It is odd that we have this new rule about being six feet apart. It is surreal and yet somehow so familiar. I think I have been six feet apart from people all my life.
Was my feeling of distance from other that spawned my feeling of being unworthy of connection? Or were my differences so apparent they created spaces so vast, I came up with unworthiness as an explanation to make sense of it all.
Simple things have always tripped me up made me feel inadequate because who I was didn’t fit into conversations, cliques, or communities. I looked like anyone else; I sounded like anyone else. And in fact, in some cases, I dripped with privilege, so I felt guilty about my feelings of not belonging when the ticket in seemed to be written on my skin. But my heart, my soul, felt something so foreign in the spaces around me.
Simple things like small talk, introductions, managing finances, being a guest in someone’s home, helping with chores, driving, giving directions, cutting tomatoes, baking a pie, calling to make reservations make me feel so small and incompetent. They seem like impossibilities to me sometimes. Ridiculous, I know.
It is easy to convince myself I will mess it up. Say something wrong. Not be heard correctly. Choose the wrong location. I don’t know how to stand in a way that makes other people feel comfortable. My thoughts spin when numbers come up because they make no sense to me at all. Percentages and budgets come up, and I start to sweat. I don’t like going to movie theaters or loud, crowded places. Fear grips hold of my tongue daily because I refuse to say something silly and look dumb. Cooking becomes an obstacle to surmount because I am sure dinner will turn out burned or taste awful. Listening to others is okay, but will I say something that eases their heart or makes them feel more comfortable; not likely. Parties are not a source of fun and excitement for me; I dread them and have to prepare for hours to show up and look relaxed. How do you look or seem relaxed? I am forty-two and still don’t know. In all things, I believe I will make a mistake that causes discomfort to someone else, even if it is a minor discomfort.
Even when we could be in contact with one another, I longed for connection. I wanted to be seen. And yet at the same time, I feared being seen. There was something better about being unknown, misunderstood that left me feeling more comfortable as if I was born to be lonely and isolated. That seemed to make more sense even if the logic didn’t compute. Because I know we are better together. I know we need one another to thrive.
Now, with shelter in place, the separation is visible. And the longing is still there. Even though there are times, I think I am built for a life behind walls.
The good news is there are moments that people text to check-in, stop by with flowers or ice cream, send a card or a book, or even to just pretend to be gnomes in our yard, and it changes our composition. My heart swells so quickly and becomes so full, tears well because I think there is no more space inside my body that can hold the love I feel showered upon me. And in those moments, I believe that my atoms were created to be loved. That somehow, they are love. That love is all there is inside me and around me.

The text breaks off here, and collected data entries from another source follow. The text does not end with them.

PR #1458, opened 2021-08-11
refactor(worker): Move tcp_proxy into its own package

louisruch:
This refactors:

- the tcp_proxy.go from the worker package into worker/proxy/tcp
- adds a missing unit test for the HandleTcpProxyV1
- refactors session.go from the worker package into worker/session, needed to avoid import cycle
- adds a baseline for a mock controller session client
- go lint fixes


louisruch:
@jefferai @vancluever this is a refactor of the worker code to break the actual proxy handle into its own package, there will probably be more to come but mainly wanted to get tcp_proxy into its own package for now as this will allow us to add new proxies types moving forward smoothly.  

Please read description for full details of what this PR does - also note I fixed some lint issues, removed commented out code and added a unit test.  In the future I will try and separate these actions into different commits or PRs to make review easier.

internal/servers/worker/package_registration.go
```diff
@@ -0,0 +1,5 @@
+package worker
+
+import (
+	_ "github.com/hashicorp/boundary/internal/servers/worker/proxy/tcp"
```
louisruch, line 4: I need to side effects import here to trigger the tcp proxy init.  I am open to discussing where this belongs, I figured worker package is best location because then it only builds if we build a worker...

internal/servers/worker/handler.go
```diff
@@ -89,73 +91,86 @@ func (w *Worker) handleProxy() http.HandlerFunc {
...
 		defer conn.Close(websocket.StatusNormalClosure, "done")
 
-		connCtx, connCancel := context.WithDeadline(r.Context(), expiration.AsTime())
+		connCtx, connCancel := context.WithDeadline(ctx, expiration.AsTime())
 		defer connCancel()
 
+		sessClient, err := w.ControllerSessionConn()
+		if err != nil {
+			event.WriteError(ctx, op, err)
+			_ = conn.Close(websocket.StatusInternalError, "unable to get controller session client")
```
jefferai, line 100: Any reason not to write the close error as an event if we hit one?

jefferai: Same question in the blocks below

internal/servers/worker/handler.go
```diff
@@ -165,114 +180,18 @@ func (w *Worker) handleProxy() http.HandlerFunc {
...
+func (w *Worker) wrapGenericHandler(h http.Handler, _ HandlerProperties) http.Handler {
 	return http.HandlerFunc(func(wr http.ResponseWriter, r *http.Request) {
 		// Set the Cache-Control header for all responses returned
 		wr.Header().Set("Cache-Control", "no-store")
 		h.ServeHTTP(wr, r)
 	})
 }
-
-/*
-func WrapForwardedForHandler(h http.Handler, authorizedAddrs []*sockaddr.SockAddrMarshaler, rejectNotPresent, rejectNonAuthz bool, hopSkips int) http.Handler {
```
jefferai, line 191: Hah, you finally took this out. We may need to add it back at some point, but we can deal with it then.

internal/servers/worker/handler.go
louisruch: Not specifically this was more a linting exercise to explicitly deal with the unhandled error. Can update to write all these now that we have events

internal/servers/worker/handler.go
louisruch: Yeah I was not sure if this was needed down the road, but I am not a fan of commented out code.  Happy to put back if we will need it in the future

internal/servers/worker/package_registration.go
jefferai: LGTM

internal/servers/worker/worker.go
```diff
@@ -211,3 +218,110 @@ func (w *Worker) ParseAndStoreTags(incoming map[string][]string) {
...
+	if sessClient == nil {
+		return nil, fmt.Errorf("session client is nil")
+	}
+
+	return sessClient, nil
+}
+
+func (w *Worker) getSessionTls(hello *tls.ClientHelloInfo) (*tls.Config, error) {
+	const op = "worker.(Worker).getSessionTls"
+	ctx := context.TODO()
```
jefferai, line 240: Use the worker context instead of TODO if you aren't sure what to use.

jefferai: (Maybe -- see Slack ping)

internal/servers/worker/handler.go
jefferai: Not sure if it's deemed too immaterial/inconsequential or not. Maybe a good question for @jimlambrt

jefferai (commented):
Looks great! Left a couple of comments to follow up on.

internal/servers/worker/proxy/options.go
```diff
@@ -0,0 +1,11 @@
+package proxy
```
louisruch, line 1: Even though there are no packages now I wanted to define the signature as these will be used shortly

louisruch:
@jefferai perhaps went a little left of field here, I decided to create a base proxy `Config` for what I see as the must have parameters in order for the worker to establish a proxy.  I then defined the options to be used in follow up PRs

louisruch:
@tmessi @mgaffney I know you are trying to get the wh work in I have @jefferai and @vancluever looking at this PR as they are most familiar with worker code, but FYI if you wanted to have a look.

internal/servers/worker/handler.go
jimlambrt: I think, we should probably WriteError(...) for the close error.  I noticed this when "porting" it to events and forgot to raise the question in my PR.

louisruch:
ping to anyone who wants to give me a thumbs up
@jefferai @vancluever @jimlambrt :)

How is it that visible distance can somehow make me feel closer to people than I ever did before? How is it that it can also bring up the loneliness in my heart in a way that it echoes throughout the day? Somehow it can do both.
I want to be a refuge for the people I love and for myself. I think I can do both. I want to do both. But my awkwardness and insecurities have always kept me six feet apart, sometimes even more. Maybe through the quiet, this shelter in place creates, there will be time for reflection that will allow me to emerge from it a softer place to land for myself and those I love best.

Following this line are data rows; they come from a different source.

PR #1462, opened 2021-08-14
recommend layer 4 network load balancers for HA

rileytg:
current reference architecture for an aws deployment uses a network (layer 4) load balancer. 

https://github.com/hashicorp/boundary-reference-architecture/blob/main/deployment/aws/aws/lb.tf#L3

I have tried and tried to get an application load balancer to work to no avail. im not an expert in these things... 

my understanding is i would setup the tls termination on the controller itself, so from an aws perspective the lb is handling tcp  (L4) not https or http (L7). 

if i am correct, there are further clarifications to this doc i can make, namely the "HTTPS listener" part below this.

if i am incorrect, i would appreciate some advice in getting an alb working. i can submit a pull to  the ref architecture repo if i get it working. (not really sure how to implement health checks using a network lb, so any advice there would also help me update the ref repo.)

### DIFF
--- a/website/content/docs/installing/high-availability.mdx
+++ b/website/content/docs/installing/high-availability.mdx
@@ -25,7 +25,7 @@ The general architecture for the server infrastructure requires 3 controllers an
 ![](/img/production.png)
 
 As shown above, Boundary is broken up into its controller and worker server components across 3 [EC2 instances](https://registry.terraform.io/providers/hashicorp/aws/latest/docs/resources/instance), in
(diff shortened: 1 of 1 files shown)


rileytg:
I was wrong. Here is a working example. Notice some things are not production ready like it only routes to the first controller. 
```tf
module "alb" {
  source  = "terraform-aws-modules/alb/aws"
  version = "~> 6.0"

  name = "my-alb"

  load_balancer_type = "application"

  vpc_id             = local.vpc_id
  subnets            = local.controller_subnet_ids
  security_groups    = [aws_security_group.controller_lb.id, aws_security_group.controller.id]

  target_groups = [
    {
      name_prefix      = "pref-"
      backend_protocol = "HTTP"
      backend_port     = 9200
      target_type      = "instance"
      targets = [
        {
          target_id = aws_instance.controller[0].id
          port = 9200
        }
      ]
    }
  ]

  https_listeners = [
    {
      port               = 443
      protocol           = "HTTPS"
      certificate_arn    = aws_acm_certificate.https.arn
      target_group_index = 0
    }
  ]

  http_tcp_listeners = [
    {
      port               = 80
      protocol           = "HTTP"
      target_group_index = 0
    }
  ]

  tags = {
    Environment = "Test"
  }
}
```

PR #1466, opened 2021-08-17
Update controller.mdx

smilelikeshit:
hi im suggest to add ?sslmode=disable . to aware SSL enable or not . coz I'm having issue for that documentation when starting a boundary

### DIFF
--- a/website/content/docs/configuration/controller.mdx
+++ b/website/content/docs/configuration/controller.mdx
@@ -14,7 +14,7 @@ controller {
   name = "example-controller"
   description = "An example controller"
   database {
-    url = "postgresql://<username>:<password>@10.0.0.1:5432/<database_name>"
+    url = "postgresql://<username>:<password>@10.0.0.1:5432/<database_name>?sslmode=disable"
     max_open_connections = 5
   }
 }


website/content/docs/configuration/controller.mdx
```diff
@@ -14,7 +14,7 @@ controller {
   name = "example-controller"
   description = "An example controller"
   database {
-    url = "postgresql://<username>:<password>@10.0.0.1:5432/<database_name>"
+    url = "postgresql://<username>:<password>@10.0.0.1:5432/<database_name>?sslmode=disable"
```
goshlanguage, line 17: As it's not advised to run postgres like this in production environments, shouldn't you make another example for development environments?

s-christoff:
Howdy @smilelikeshit,
Thank you for bringing this up! I believe this may be better situated [in the comment](https://github.com/hashicorp/boundary/blame/c4d83bb315b1dfdec5d564e99c4a5ed3bed75151/website/content/docs/configuration/controller.mdx#L132), a couple lines above this. A note just pointing out that adding `?sslmode=disable` may need to be added to the string based off the users configuration.

website/content/docs/configuration/controller.mdx
goshlanguage: You should separate your use case from the provided example, indicating that if your database is setup in insecure mode, such as the case in development environments, that the connection string addition is needed. The default should remain the safe, best practices example.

Tara Westover, author of Educated, wrote that, “[g]uilt is the fear of one’s own wretchedness. It has nothing to do with other people.” And it is guilt that is strangling me in so many ways. Guilt that I take up too much space, that I will mess things up, that I am not enough, and I have lost too much time to do what matters, but maybe time is being handed back to us right now. Perhaps it is slowing so that we come out the revolving door with less guilt, or none at all and ready to embrace each other and ourselves in ways that will matter more. Sometimes the end isn’t the end at all. It is the beginning. Maybe we will get to create something new and better out of all of this.

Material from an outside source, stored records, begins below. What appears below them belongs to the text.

PR #1470, opened 2021-08-18
Add a Connect() function to the public API

remilapeyre:


jefferai:
Hi there, thanks for this!

We've been wanting to do something like this for a while but there are a number of things we haven't sorted out yet, such as:

* Where should this functionality live -- API, SDK, its own module (for dependency reasons)
* What do we want the breakdown of functions to be? The code that is in `connect.go` is mostly linear for that specific function and want a more machine-oriented connect capability to have APIs and structs that work well for more machine-oriented tasks.
* How do we want to refactor the main module to enable this? (`api` cannot depend on the main module, as it does in this PR)
* What primitives do we want to expose? For example, your code exposes a `*websocket.Conn` but it's not clear this is the right approach. Users in most cases would have to know to put it in `net.Conn` mode -- perhaps we'd want to expose that instead.
* How will we handle credential brokering for applications 
* How we can be set up for some of the features coming down the line

All that is to say that we aren't ready to merge a PR like this yet, but as we figure out some of these bits internally, we can reach back out to you and get your input!

remilapeyre:
Thanks for the feedback, I mainly opened this PR as a part of a larger change I'm working on in Terraform, it's also what I'm using in a CLI tool I have. I'll convert this PR to a draft to better reflect its state and will be happy to rework on it when you have a better idea of what the design for this feature should be.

Maybe…but I don’t know…I hope so…
Until tomorrow…

Hello, Michelle….your post makes me wonder about something. We all have our “personal space”. I wonder if this will change after all this is over? I suspect that my personal space may shrink….Jill
Hi Jill, sorry for some reason this comment didn’t send me a notification and I missed it; so I apologize for my late reply. I think it is a great thought that personal space may shrink for those that want it to shrink. For me; I think this has just given me an awareness of space and relationships. What I can let go and what is truly important. It will be interesting to what and learn how this time affects us. Thank you so much for reading my posts. I send love and light to you.